Emtia piyasasında bu yıl favori yatırım araçlarına dönüşün altın, gümüş ve bakır üçlüsü 45 yıl sonra ilk kez aynı takvim yılında rekor kırdı. 1980 sonrası ilk kez görülen bu eşzamanlı yükseliş uzmanlara göre yalnızca jeopolitik risklerin değil, küresel ekonomik yapının değişiminin de sinyallerini veriyor.
Altının ons fiyatı 4.200 doların üzerinde rekor seviyeye yakın seyrini koruyor. Yılbaşından bu yana kazanç yüzde 60. Bakır Londra’da ton başına 11.700 doları aşarken, Comex’de yılbaşından bu yana yüzde 35 yükselip pound başına 5.40 dolara geldi. Aralarında Citi’nin olduğu bazı kuruluşlar 2026 yılında fiyatların 13 bin dolara gidebileceğini savunuyor. Yılbaşından bu yana yüzde 102 değerlenen ons gümüş ise 59 dolar bandında. Metal fiyatlarındaki tırmanışın arkasında bu yıl birbirini besleyen birkaç güçlü dinamik bulunuyor. Stratejistler, 1980 dönemine benzer şekilde zayıflayan dolar, yüksek enflasyon ve jeopolitik istikrarsızlıkların trendi beslediğini vurguluyor. Ancak tabloyu bugüne taşıyan en büyük fark uzmanlara göre üç metalin de ‘geleceğin ekonomisinin’ kalbinde yer alması.
Altında merkez bankaları dönemi
1980’den farklı olarak, bu kez altının yükselişinin ana motoru merkez bankaları. Küresel rezerv yöneticileri, doların alım gücü zayıflarken agresif alımlara yöneliyor. ABD faiz indirimleri beklentisi ve dolar endeksindeki %8’i aşan düşüş, iştahı daha da artırıyor.
Gümüş ve bakır artık sanayi devriminin metali
Gümüş ve bakır cephesinde ise asıl hikâye endüstriyel talepte. Elektrifikasyon, yapay zekâ altyapıları, yenilenebilir enerji yatırımları ve veri merkezlerinin metal ihtiyacı hızla büyüyor. Stratejistler, “Geleceğin ekonomisinde iki metal de kritikleşiyor” uyarısını yaparken, arz tarafında tablo oldukça sıkışık.

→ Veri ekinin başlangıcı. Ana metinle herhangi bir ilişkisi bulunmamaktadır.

PR #1283, opened 2018-12-03
3901: Webtrekk MWA traking

holt83:
#### Link to issue

#### Description

In this PR the tracking capabilities of ding_webtrekk is extended to include several new Most Wanted Actions (MWAs) like reservation, rating, carousel click etc. The implementation follows the guidelines for parameter names and values from following spreadsheet, which also lists all the tracking that is added in this PR (those marked with "Skal implementeres"):

[Webtrekk 20171128 - MWA list](https://docs.google.com/spreadsheets/d/1OdUWGQc_hiY8F6BPViKRrBykSQfHLnhv4-YMdUzswSI/edit#gid=0)

With Webtrekk we have three methods of tracking:

**Page parameters**
These are used for information about the page that are known at load time and are only related to that page. For example what is the type of the material being shown or what sort was used on the current search result.
These are added as properties on the global _ti object. Example:
```
window._ti = window._ti || {};
window._ti['OSS'] = 'Krimi';
window._ti['OSSr'] = '5099';
window._ti['p_s_Page'] = '1';
window._ti['p_s_Sort'] = 'date_descending';
window._ti['p_OSSprofile'] = 'boeger'
```

**URL parameters**
These are used when we want track relations between pages. For example, did the material view originate from a carousel and if so which one? On the ting_search_carousel the "Read more"-button and Reserve-button will have following parameter appended to their URL:
/ting/object/870970-basis%3A29997829?u_navigatedby=Unge
Where "Unge" is the title of the carousel. 

**Events**
For user interactions that doesn't result in a page load Webtrekk's event functionality is used. Examples is the carousel prev/next buttons and the reserve button which uses AJAX to make the reservation. It's implemented by calling the push() method on the wts Webtrekk-object and passing JSON-formatted event data to the function. Example:
```
wts.push(['send', 'click', {
  linkId:'Karousel, click på næste knappen',
  customClickParameter:{ 59:'Biblioteket foreslår materialer til dig'}
}]);
```

I have tried to handle as much on the server as possible, since there's much more reliable and convienient access to data. Events can be completely setup and attached on the server using HTML data-attribute, and a single catch-all click-handler will take care of pushing the events in the client.

Some things like autocomplete events are dependant on dynamic data created when the user is interacting, and therefore needs to be handled in client JS. Other stuff proved very problematic to handle on the server and is also handled in the client. For example, the ding_carousel theme often doesn't even know the name of it's carousel and it would require a rework or a hacky approach, to get the needed value for tracking parameter.

#### Checklist

The PR also includes some fixes for some critical stuff:

1. The Webtrekk loading script was incorrectly placed in the footer of the page. I have moved it to the 
top of the head together with the page parameters as mentioned in the implementation guidelines: [Webtrekk-Implementation-Guidelines](https://support.webtrekk.com/hc/en-us/article_attachments/115007805409/Webtrekk-Implementation-Guidelines-v6-EN.PDF). Also mentioned  in this PR: https://github.com/ding2/ding2/pull/1274
2. The internal node search was never meant to be tracking with separate parameters, resulting in these parameters never being actually send to webtrekk. The same parameters that is used for ting search should be used (OSS and OSSr).
3. The code that was adding the page-parameter-script filterede out values zero-values and as a result important tracking of zero-hit searches has been lost and never tracked in Webtrekk. I have updated the code to still ensure no empty values, but make exceptions for the values 0 and '0'.

### DIFF
--- a/modules/ding_webtrekk/ding_webtrekk.js
+++ b/modules/ding_webtrekk/ding_webtrekk.js
@@ -19,7 +19,6 @@
     return link + seperator + urlParameter;
   };
 
-
   Drupal.behaviors.ding_webtrekk = {
     attach: function(context) {
       // Attach Webtrekk events. This is the preffered to track events in ding
@@ -46,6 +45,18 @@
             });
           });
         })
+      });
+
+      // Track autocomplete selections.
+      $('.form-item-search-block-form .form-autocomplete', context)
+        .once('ding-webtrekk')
+        .on('autocompleteSelect', function(e, selected) {
+          if (($(selected).text())) {
+            wt.sendinfo({
+              type: 'e_autocomplete_search',
+              text: $(selected).text()
+            });
+          }
       });
 
       // Special handling for ding_carousel. The primary reason for this is that
--- a/modules/ding_webtrekk/ding_webtrekk.js
+++ b/modules/ding_webtrekk/ding_webtrekk.js
@@ -39,6 +39,7 @@
       $('.ding-webtrekk-rating-event', context).once('ding-webtrekk', function() {
         var contentId = $(this).data('ding-entity-rating-id');
         $('.js-rating-symbol', this).each(function(index) {
+          var rating = index + 1;
           $(this).click(function() {
             wts.push(['send', 'click', {
               linkId:'Materiale rating',
--- a/modules/ding_webtrekk/ding_webtrekk.js
+++ b/modules/ding_webtrekk/ding_webtrekk.js
@@ -93,14 +93,14 @@
 
         $('.slick-arrow', this).once('ding-webtrekk').click(function() {
           var linkId = 'Karousel, click på forrige knappen';
-          var clickParameter = 60;
+          var customClickParameter = { 60: carouselTitle };
           if ($(this).hasClass('slick-next')) {
             linkId = 'Karousel, click på næste knappen';
-            clickParameter = 59;
+            var customClickParameter = { 59: carouselTitle };
           }
           wts.push(['send', 'click', {
             linkId: linkId,
-            customClickParameter: { clickParameter: carouselTitle }
+            customClickParameter: customClickParameter
           }]);
         });
       });
--- a/modules/ding_webtrekk/ding_webtrekk.js
+++ b/modules/ding_webtrekk/ding_webtrekk.js
@@ -63,6 +63,24 @@
           }
       });
 
+      // Track ding loan renew selected events. The renew all button is attached
+      // completely on the server, but for renew selected, we need information
+      // about selected loans in the UI, before we send event.
+      $('.ding-webtrekk-event-renew-selected', context)
+        .once('ding-webtrekk')
+        .click(function(e) {
+          var selectedMaterials = [];
+          $('.material-item input[type=checkbox]:checked').each(function() {
+            // We have collected the material ids (pids) in our event data
+            // attribute for each select box.
+            selectedMaterials.push($(this).data('ding-webtrekk-event'));
+          });
+          wts.push(['send', 'click', {
+            linkId: 'Forny valgte materialer',
+            customClickParameter: { 55: selectedMaterials.join(';') }
+          }]);
+      });
+
       // Special handling for ding_carousel. The primary reason for this is that
       // we need the title of the carousel to pass as value in event and URL-
       // parameter. For tabbed carousels the title of the individuals carousels
--- a/modules/ding_webtrekk/ding_webtrekk.js
+++ b/modules/ding_webtrekk/ding_webtrekk.js
@@ -22,7 +22,10 @@
 
   Drupal.behaviors.ding_webtrekk = {
     attach: function(context) {
-      // Attach Webtrekk events.
+      // Attach Webtrekk events. This is the preffered to track events in ding
+      // webtrekk. Modules can alter elements in the backend and add the class
+      // 'ding-webtrekk-event' to enable event traking for that element. Event
+      // data is expected to be passed in the data attribute on the element.
       $('.ding-webtrekk-event', context).once('ding-webtrekk').click(function() {
         wt.sendinfo($(this).data('ding-webtrekk-event'));
       });
--- a/modules/ding_webtrekk/ding_webtrekk.js
+++ b/modules/ding_webtrekk/ding_webtrekk.js
@@ -69,6 +69,14 @@
       $('.ding-webtrekk-event-renew-selected', context)
         .once('ding-webtrekk')
         .click(function(e) {
+          // The renew-all button is implemented by checking all renewable loans
+          // and then trigger a click on the renew-selected button. We can use
+          // this jQuere marker to ensure we don't send two events in this case.
+          // See: https://stackoverflow.com/a/10704256
+          if (e.isTrigger) {
+            return;
+          }
+
           var selectedMaterials = [];
           $('.material-item input[type=checkbox]:checked').each(function() {
             // We have collected the material ids (pids) in our event data
--- a/modules/ding_webtrekk/ding_webtrekk.js
+++ b/modules/ding_webtrekk/ding_webtrekk.js
@@ -13,6 +13,14 @@
 
   "use strict";
 
+  // Webtrekk tracking parameters.
+  var DING_WEBTREKK_PARAMETER_AUTOCOMPLETE = 54;
+  var DING_WEBTREKK_PARAMETER_RENEW_SELECTED = 55;
+  var DING_WEBTREKK_PARAMETER_RENEW_RATING_ID = 57;
+  var DING_WEBTREKK_PARAMETER_RENEW_RATING = 58;
+  var DING_WEBTREKK_PARAMETER_CAROUSEL_NEXT = 59;
+  var DING_WEBTREKK_PARAMETER_CAROUSEL_PREV = 60;
+
   var appendQueryParameter = function(url, key, value) {
     var seperator = (url.indexOf('?') !== -1) ? '&' : '?';
     var urlParameter = key + '=' + encodeURIComponent(value);
@@ -41,8 +49,8 @@
             wts.push(['send', 'click', {
               linkId: 'Materiale rating',
               customClickParameter: {
-                58: rating,
-                57: contentId
+                DING_WEBTREKK_PARAMETER_RENEW_RATING: rating,
+                DING_WEBTREKK_PARAMETER_RENEW_RATING_ID: contentId
               }
             }]);
           });
@@ -54,9 +62,12 @@
         .once('js-ding-webtrekk')
         .on('autocompleteSelect', function(e, selected) {
           if (($(selected).text())) {
+            console.log($(selected).text());
             wts.push(['send', 'click', {
               linkId: 'Autocomplete søgning clicks',
-              customClickParameter: { 54: $(selected).text() }
+              customClickParameter: {
+                DING_WEBTREKK_PARAMETER_AUTOCOMPLETE: $(selected).text()
+              }
             }]);
           }
       });
@@ -84,7 +95,9 @@
           });
           wts.push(['send', 'click', {
             linkId: 'Forny valgte materialer',
-            customClickParameter: { 55: selectedMaterials.join(';') }
+            customClickParameter: {
+              DING_WEBTREKK_PARAMETER_RENEW_SELECTED: selectedMaterials.join(';')
+            }
           }]);
       });
 
@@ -119,10 +132,14 @@
 
         $('.slick-arrow', this).once('js-ding-webtrekk').click(function() {
           var linkId = 'Karousel, click på forrige knappen';
-          var customClickParameter = { 60: carouselTitle };
+          var customClickParameter = {
+            DING_WEBTREKK_PARAMETER_CAROUSEL_PREV: carouselTitle
+          };
           if ($(this).hasClass('slick-next')) {
             linkId = 'Karousel, click på næste knappen';
-            customClickParameter = { 59: carouselTitle };
+            customClickParameter = {
+              DING_WEBTREKK_PARAMETER_CAROUSEL_NEXT: carouselTitle
+            };
           }
           wts.push(['send', 'click', {
             linkId: linkId,
--- a/modules/ding_webtrekk/ding_webtrekk.js
+++ b/modules/ding_webtrekk/ding_webtrekk.js
@@ -5,13 +5,8 @@
  * Some user interactions that we want to track doesn't result in a page load.
  * These interactions are tracked here with Webtrekk events in the client.
  *
- * URL-parametes are used when we want to track relations. For example, was this
- * ting object view triggered by a link in a carousel? We prefer to attach these
- * parameters on the server, but in some cases this gets very complicated. For
- * example, all the object links in a carousel are not loaded all at once on the
- * page load, but is instead lazy loaded dynamically when the users uses the
- * carousel. In such cases, it's much easier to add the URL-parameters in
- * javascript on the client.
+ * Also handles has special handling for some elements, which are problematic
+ * to handle in the backend.
  */
 
 (function($) {
@@ -32,9 +27,9 @@
         wt.sendinfo($(this).data('ding-webtrekk-event'));
       });
 
-      // Unfortunately we need special handling for ding entity rating event. It
-      // would require a complete rework of the ding_entity_rating_display theme
-      // hook to avoid this.
+      // Secial handling for ding entity rating event. It would require a
+      // complete rework of the ding_entity_rating_display theme hook to avoid
+      // this.
       $('.ding-webtrekk-rating-event', context).once('ding-webtrekk', function() {
         var contentId = $(this).data('ding-entity-rating-id');
         $('.js-rating-symbol', this).each(function(index) {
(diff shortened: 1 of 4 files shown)


holt83:
It should be ready for renew now. 

Scrutinizer complains about wts is not defined, but it's a global variable added by the Webtrekk script. Could maybe check if it exists in top of attach function and return early if it's not defined? Don't know if that would fix scrutinizer also.

holt83:
Ok, the scrutinizer errors magically dissapeared. I just love when that happens! :D

holt83:
I don't know what to do about that array indentation problem Scrutinizer keeps complaining about.

modules/ding_webtrekk/ding_webtrekk.js
```diff
@@ -0,0 +1,131 @@
...
+        else if ($(this).parent().siblings('.pane-title').length > 0) {
+          carouselTitle = $(this).parent().siblings('.pane-title').html();
+        }
+
+        // Add tracking URL-pararmeters to items in the carousel.
+        $('.ding-carousel-item .ting-object a[href^="/ting/object/"]', this).once('ding-webtrekk', function() {
+          $(this).attr('href', appendQueryParameter($(this).attr('href'), key, carouselTitle));
+        });
+
+        $('.slick-arrow', this).once('ding-webtrekk').click(function() {
```
kasperg: Is there a reason why you do not use [the events provided by Slick](http://kenwheeler.github.io/slick/) for this?

modules/ding_webtrekk/ding_webtrekk.module
```diff
@@ -51,24 +46,92 @@ function ding_webtrekk_page_alter(&$page) {
         'option: {}
       };' . $tag_integration_logic,
       'type' => 'inline',
-      'scope' => 'footer',
+      'group' => JS_LIBRARY,
+      'weight' => -21,
```
kasperg: Please add a comment about why this weight is set as it is. It is often in reference to a weight set by another element.

modules/ding_webtrekk/ding_webtrekk.module
```diff
@@ -51,24 +46,92 @@ function ding_webtrekk_page_alter(&$page) {
...
+      // logged in. So by also requiring a logged in user before setting parameter
+      // we reduce the chances of false positives. For example, it will prevent
+      // random access to the URL from anonymous users, from being tracked.
+      if (strpos(current_path(), DING_GATEWAYF_REGISTRATION_SUCCESS_URL) === 0) {
+        $params['p_usercreate'] = 'NemId';
+      }
+    }
+    // Fallback to cpr+pin if none the modules we know about was used to log in.
+    else {
+      $params['p_isloggedin'] = 'cpr+pinkode';
```
kasperg: Note that this will also track Drupal users as logged in with CPR+Pin. I do not know if that is intentional?

modules/ding_webtrekk/ding_webtrekk.module
```diff
@@ -51,24 +46,92 @@ function ding_webtrekk_page_alter(&$page) {
...
         'OSS' => $search_result->getSearchRequest()->getFullTextQuery(),
         'OSSr' => $search_result->getNumTotalObjects(),
       ];
-      _ding_webtrekk_set_data_layer_values($params);
+
+      // We want to track facets that users have added themselves from the UI.
+      // Looking for the special URL parameter that is added in these cases
+      // seems to be more reliable than looking on the filters added to the
+      // search request object.
+      if (!empty($_GET['facets']) && is_array($_GET['facets'])) {
```
kasperg: I appreciate the comment but I am skeptical about the idea. Do you have an example of a situation where going through the filters would provide unreliable data?

If accessing the search object for facets is unreliable would it not be the same face for the full text query?

modules/ding_webtrekk/ding_webtrekk.module
```diff
@@ -51,24 +46,92 @@ function ding_webtrekk_page_alter(&$page) {
...
+        $current_sort = $search_result->getSearchRequest()->getSorts()[0];
+        $params['p_s_Sort'] = ting_search_sort_key_from_sort($current_sort);
+      }
+      else {
+        $default_sort = variable_get('ting_search_default_sort', '');
+        // If empty string the default "sort" is ranking. If search provider is
+        // opensearch we know how to get the actual ranking used. If not we will
+        // use a generic 'rank' value for the parameter.
+        if ($default_sort === '') {
+          $params['p_s_Sort'] = 'rank';
```
kasperg: Why not just set the default value for `ting_search_default_sort` to `rank`:

```php
$default_sort = variable_get('ting_search_default_sort', 'rank');
```

modules/ding_webtrekk/ding_webtrekk.module
```diff
@@ -90,35 +153,170 @@ function ding_webtrekk_views_post_execute(&$view) {
...
+
+  // The page parametes for the ting object view should only be added on the
+  // full page view for the material.
+  if ($view_mode == 'full' && current_path() == $entity_path) {
+    $params = [
+      'p_mat_type' => $entity->getType(),
+      'p_mat_indexno' => $entity->getClassification(),
+      'p_mat_lang' => $entity->getLanguage(),
+      'p_mat_source' => $entity->getAc_source(),
+      'p_mat_category' => implode(';', $entity->reply->getGenre()),
```
kasperg: Is there a reason to access `reply` here? I would expect you to be able to call the method directly on the entity as you do for the other parameters.

modules/ding_webtrekk/ding_webtrekk.module
```diff
@@ -90,35 +153,170 @@ function ding_webtrekk_views_post_execute(&$view) {
...
+    foreach (element_children($entity->content['ding_entity_buttons']) as $delta) {
+      foreach ($entity->content['ding_entity_buttons'][$delta] as $key => &$button) {
+        // Reserve button.
+        if (isset($button['#path']) && $button['#path'] == $entity_path . '/reserve') {
+          $button['#options']['attributes']['class'][] = 'ding-webtrekk-event';
+          $event_data = json_encode([
+            'linkId' => 'Reserver',
+            'customClickParameter' => [50 => $entity->getId()],
+          ]);
+          $button['#options']['attributes']['data-ding-webtrekk-event'] = $event_data;
```
kasperg: Perhaps it is worth implementing a shared method for adding webtreck data to an element? It seems to occur multiple places throughout the code.

Example:

```php
function _ding_webtrekk_add_data(&$element, $link_id, $data) {
  $event_data = [
            'linkId' => $link_id,
            'customClickParameter' => $data,
  ];
  $element['#attributes']['class'][] = 'ding-webtrekk-event';
  $element'#attributes']['data-ding-webtrekk-event'] = json_encode($event_data);
}
```

modules/ding_webtrekk/ding_webtrekk.module
```diff
@@ -90,35 +153,170 @@ function ding_webtrekk_views_post_execute(&$view) {
...
+      'p_mat_lang' => $entity->getLanguage(),
+      'p_mat_source' => $entity->getAc_source(),
+      'p_mat_category' => implode(';', $entity->reply->getGenre()),
+    ];
+    ding_webtrekk_add_page_parameters($params);
+  }
+
+  // Look for at reserve button on this ding entity and setup a Webtrekk event
+  // if present. These could be added in every view_mode and page.
+  if (isset($entity->content['ding_entity_buttons'])) {
```
kasperg: Hmmm... a case for a `ding_entity_buttons_alter` 🤔 .

modules/ding_webtrekk/ding_webtrekk.module
```diff
@@ -90,35 +153,170 @@ function ding_webtrekk_views_post_execute(&$view) {
...
+    return;
+  }
+
+  // Ding loan stores the loans in the this form element and we take advantage
+  // of that to get the material ids for the renewable loans.
+  $loans = $form['items']['#value'];
+  $material_ids = [];
+  foreach ($loans as $loan) {
+    if ($loan->renewable) {
+      $material_ids[$loan->id] = $loan->getEntity()->getId();
```
kasperg: Do we really want/need to track every element renewed on the website? That seems a bit execessive 🤔 .

modules/ding_webtrekk/ding_webtrekk.module
```diff
@@ -90,35 +153,170 @@ function ding_webtrekk_views_post_execute(&$view) {
...
+/**
+ * Returns all the Webtrekk page parameteres collected during the request.
+ *
+ * @see ding_webtrekk_preprocess_html()
+ */
+function ding_webtrekk_get_page_parameters() {
+  $parameters = ding_webtrekk_add_page_parameters();
+  // Give other modules a last chance to alter the webtrekk page parameters
+  // before they are added to the current page load.
+  drupal_alter('ding_webtrekk_page_parameters', $parameters);
```
kasperg: :+1:

modules/ding_webtrekk/ding_webtrekk.module
```diff
@@ -131,5 +329,13 @@ function _ding_webtrekk_set_data_layer_values(array $value_map) {
   $script = implode(";\n", $script_lines);
   drupal_add_js($script, [
     'type' => 'inline',
+    'group' => JS_LIBRARY,
+    'weight' => -22,
```
kasperg: A comment about the weight here would be good.

modules/ding_webtrekk/ding_webtrekk.js
```diff
@@ -0,0 +1,131 @@
...
+ */
+
+(function($) {
+
+  "use strict";
+
+  var appendQueryParameter = function(link, key, value) {
+    var seperator = (link.indexOf('?') !== -1) ? '&' : '?';
+    var urlParameter = key + '=' + encodeURIComponent(value);
+    return link + seperator + urlParameter;
```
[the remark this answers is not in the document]
holt83: Agree, will chance this.

modules/ding_webtrekk/ding_webtrekk.js
```diff
@@ -0,0 +1,131 @@
...
+      // theme hook to avoid this. It doesn't provide the ability to add custom
+      // attributes/classes in preprocess and is not using using render arrays
+      // for rating elements, making them problematic to modify.
+      $('.ding-webtrekk-rating-event', context).once('ding-webtrekk', function() {
+        var contentId = $(this).data('ding-entity-rating-id');
+        $('.js-rating-symbol', this).each(function(index) {
+          var rating = (index + 1) + '';
+          $(this).click(function() {
+            wts.push(['send', 'click', {
+              linkId:'Materiale rating',
```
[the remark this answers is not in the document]
holt83: Well spotted :) Will fix this.

modules/ding_webtrekk/ding_webtrekk.js
```diff
@@ -0,0 +1,131 @@
...
+              customClickParameter: {
+                58: rating,
+                57: contentId
```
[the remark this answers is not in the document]
holt83: These are just some arbitrary numbers, that the business has decided to use for the different parameters. They are listed in the [spreadsheet](https://docs.google.com/spreadsheets/d/1OdUWGQc_hiY8F6BPViKRrBykSQfHLnhv4-YMdUzswSI/edit#gid=0) under the column WTK.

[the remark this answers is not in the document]
holt83: Perhaps they should be documented in code or maybe a link to the spreadsheet?

modules/ding_webtrekk/ding_webtrekk.js
```diff
@@ -0,0 +1,131 @@
...
+              }
+            }]);
+          });
+        })
+      });
+
+      // Track autocomplete selections.
+      $('.form-item-search-block-form .form-autocomplete', context)
```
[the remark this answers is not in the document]
holt83: Will do 👍

modules/ding_webtrekk/ding_webtrekk.js
```diff
@@ -0,0 +1,131 @@
...
+      //
+      // The primary reason for this is that we need the title of the carousel
+      // to pass as value in event and URL-parameter. For tabbed carousels the
+      // title of the individuals carousels in the tabs are set in the
+      // data-title attribute of the carousels. For single carousels the title
+      // is not avialable here, but instead it's controlled by the configuration
+      // on the panel pane. There are no panel hooks where we can get the title
+      // and easily change the content tree to add event and URL-parameters to
+      // elements (content is already rendered when hook is run).
+      $('.ding-carousel').each(function() {
```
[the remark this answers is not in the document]
holt83: I actually left out context and once here on purpose, since the items in the carousels can be lazy-loaded when the users reach the end of the carousel. I wanted to make sure the selectors applied when new items is added.

I must admit I havn't been able to test if this is necessary, since there was some problems with the lazy-loadings. (probably because of: https://platform.dandigbib.org/issues/3903).

I didn't see it as a big issue though, since all the operations inside the selector are once'd and using context.

I see now that maybe a comment about it would be appropriate?

modules/ding_webtrekk/ding_webtrekk.js
```diff
@@ -0,0 +1,131 @@
...
+        var carouselTitle = false;
+        var key = 'u_navigatedby';
+
+        // We need a title to send as value in the 'u_navigatedby' parameter, so
+        // if we can't find a carousel title we will just have to fallback to
+        // this generic one.
+        carouselTitle = 'unknown_carousel';
```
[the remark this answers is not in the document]
holt83: Yep, I missed that one. Will fix.

modules/ding_webtrekk/ding_webtrekk.js
holt83: I wasn't aware of the events to be honest. Which event do you suggest we use? After looking at the available events it seems to be more complicated to determine if it was prev or next that was clicked.

modules/ding_webtrekk/ding_webtrekk.module
holt83: Will do

modules/ding_webtrekk/ding_webtrekk.module
holt83: Good point. I will ask the business about this.

modules/ding_webtrekk/ding_webtrekk.module
holt83: You're right. It was one of the first things I made in this PR and actually and I see it doesn't make sense now. Will change it so that it also uses the values from the object.

modules/ding_webtrekk/ding_webtrekk.module
holt83: Good point. Will fix this.

modules/ding_webtrekk/ding_webtrekk.module
holt83: I would have thought so too, but the `TingEntity `class doesn't have the `getGenre()` method, so we have to through to the reply that implements `TingObjectInterface` to get the correct DKABM-field that we want to use for this parameter.

modules/ding_webtrekk/ding_webtrekk.module
holt83: Good idea. I will implement this.

modules/ding_webtrekk/ding_webtrekk.module
holt83: Maybe, I'll check it out..

modules/ding_webtrekk/ding_webtrekk.module
holt83: I agree, but this was the requirement.

modules/ding_webtrekk/ding_webtrekk.module
holt83: Agree, will add comment.

modules/ding_webtrekk/ding_webtrekk.js
```diff
@@ -0,0 +1,131 @@
...
+        wts.push(['send', 'click', eventData]);
+      });
+
+      // Secial handling for ding entity rating event.
+      //
+      // It would require a complete rework of the ding_entity_rating_display
+      // theme hook to avoid this. It doesn't provide the ability to add custom
+      // attributes/classes in preprocess and is not using using render arrays
+      // for rating elements, making them problematic to modify.
+      $('.ding-webtrekk-rating-event', context).once('ding-webtrekk', function() {
```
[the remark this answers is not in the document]
holt83: I'll add js-prefix to the classes!

holt83:
@kasperg I updated the PR with the suggested changes.

modules/ding_webtrekk/ding_webtrekk.js
holt83: I looked a bit further into this. There doesn't seem to be any events for the arrow-button and therefore the easiest approach seems to use custom click handlers as i done now in the PR.

holt83: There is a swipe event, which we could use to send event, when mobile users swipes the carousel or it's dragged. I believe the business hasn't thought about this when choosing what to track and I have asked them about it.

modules/ding_webtrekk/ding_webtrekk.module
holt83: I asked and there was no problem with this. They are working on a way to exclude administrative users anyway.

modules/ding_webtrekk/ding_webtrekk.js
holt83: I asked the business and there was no interest in tracking swipes/drags on carousel.

modules/ding_webtrekk/ding_webtrekk.module
```diff
@@ -282,6 +277,18 @@ function ding_webtrekk_form_ding_loan_loans_form_alter(&$form, &$form_state) {
   }
 }
 
+/**
+ * Use this function to attach webtrekk events to an elements attribute array.
+ */
+function ding_webtrekk_attach_event(&$attributes, $link_id, $data) {
```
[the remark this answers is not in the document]
holt83: I did consider passing entire elements as you suggested, but some elements have 'attributes' under '#options' and some elements has attributes under '#attributes'.

modules/ding_webtrekk/ding_webtrekk.js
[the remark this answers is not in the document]
holt83: I'll add some constants

modules/ding_webtrekk/ding_webtrekk.js
```diff
@@ -69,6 +69,14 @@
       $('.ding-webtrekk-event-renew-selected', context)
         .once('ding-webtrekk')
         .click(function(e) {
+          // The renew-all button is implemented by checking all renewable loans
+          // and then trigger a click on the renew-selected button. We can use
+          // this jQuere marker to ensure we don't send two events in this case.
+          // See: https://stackoverflow.com/a/10704256
+          if (e.isTrigger) {
+            return;
```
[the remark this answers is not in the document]
holt83: Agree. I also found some additional information about it:

https://github.com/jquery/api.jquery.com/issues/319
http://newcodeandroll.blogspot.com/2012/01/how-to-detect-if-event-is-triggered.html

The last one above also follows your suggestion. I'll update the code to use this approach

modules/ding_webtrekk/ding_webtrekk.module
holt83: Just wanted to put it as high as possible in the head and [jQuery seems to have the lowest weight of system libraries](https://api.drupal.org/api/drupal/modules%21system%21system.module/function/system_library/7.x)

I can see the comment is misleading. I'll change it.

holt83:
PR is updated!

modules/ding_webtrekk/ding_webtrekk.module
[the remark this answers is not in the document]
kasperg: :+1:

Son on yılda madencilik yatırımlarının sınırlı kalması, yeni keşif projelerinin gecikmesi ve izin süreçlerinin yavaşlaması, metallerde uzun süreli bir sıkışıklığa işaret ediyor. Bakır ve gümüşte artan talebin henüz karşılanmaması, fiyatların daha uzun süre yüksek seyretmesi beklentisini destekliyor.
Arz sıkışıklığı ‘80’den farklı
1980’de gümüş fiyatlarını kısa süreli manipülasyonun şişirdiğini hatırlatan uzmanlar, bugün ise tabloyu belirleyen unsurun tamamen temel dinamikler olduğunu vurguluyor: Yapısal talep artışı ve zayıf arz görünümü.
Ralli daha yeni başlıyor olabilir
Uzmanlar, mevcut koşulların “değişme belirtisi göstermediğini” belirtiyor ve 45 yıl sonra gelen bu trio rallisinin, ‘uzun soluklu bir süper döngünün erken aşaması’ olabileceği yorumları güçleniyor.
Bakır/altın oranının fonksiyonu değişti
Bakır/altın oranı, uzun yıllar boyunca küresel ekonominin nabzını tutan en hızlı sinyal göstergelerinden biriydi. Bakırın büyümeyi, altının ise riskten kaçışı temsil ettiği bu denklem, son dönemde çözülme gösterdi. Zira oran bakırdaki rekor seviyelere karşın çok yıllı dip seviyelere inse de dünya ekonomisi büyüme eğilimini sürdürüyor. Yani uzmanlara göre ‘gösterge bozulmadı fakat eskisi gibi çalışmıyor’.
Bakırın fiyatı, Çin yatırımlarından bağımsız şekilde elektrifikasyon, yenilenebilir enerji, elektrikli araçlar ve veri merkezlerinden gelen yapısal talep ile belirleniyor. Altın cephesinde ise daha keskin bir değişim yaşanıyor. Jeopolitik bölünme, rezerv savaşları, merkez bankalarının agresif alımları ve bireysel yatırımcıların güçlü ilgisi metali adeta bir “alternatif para”ya dönüştürdü.
Emtia analisti Taosha Wang’ın analizine göre bakır/altın oranı artık “piyasalarda iştah algısı” göstergesi olmaktan çıktı ve artık teknolojik dönüşüm talebi ve jeopolitik kırılmanın yarattığı güven arayışını yansıtıyor.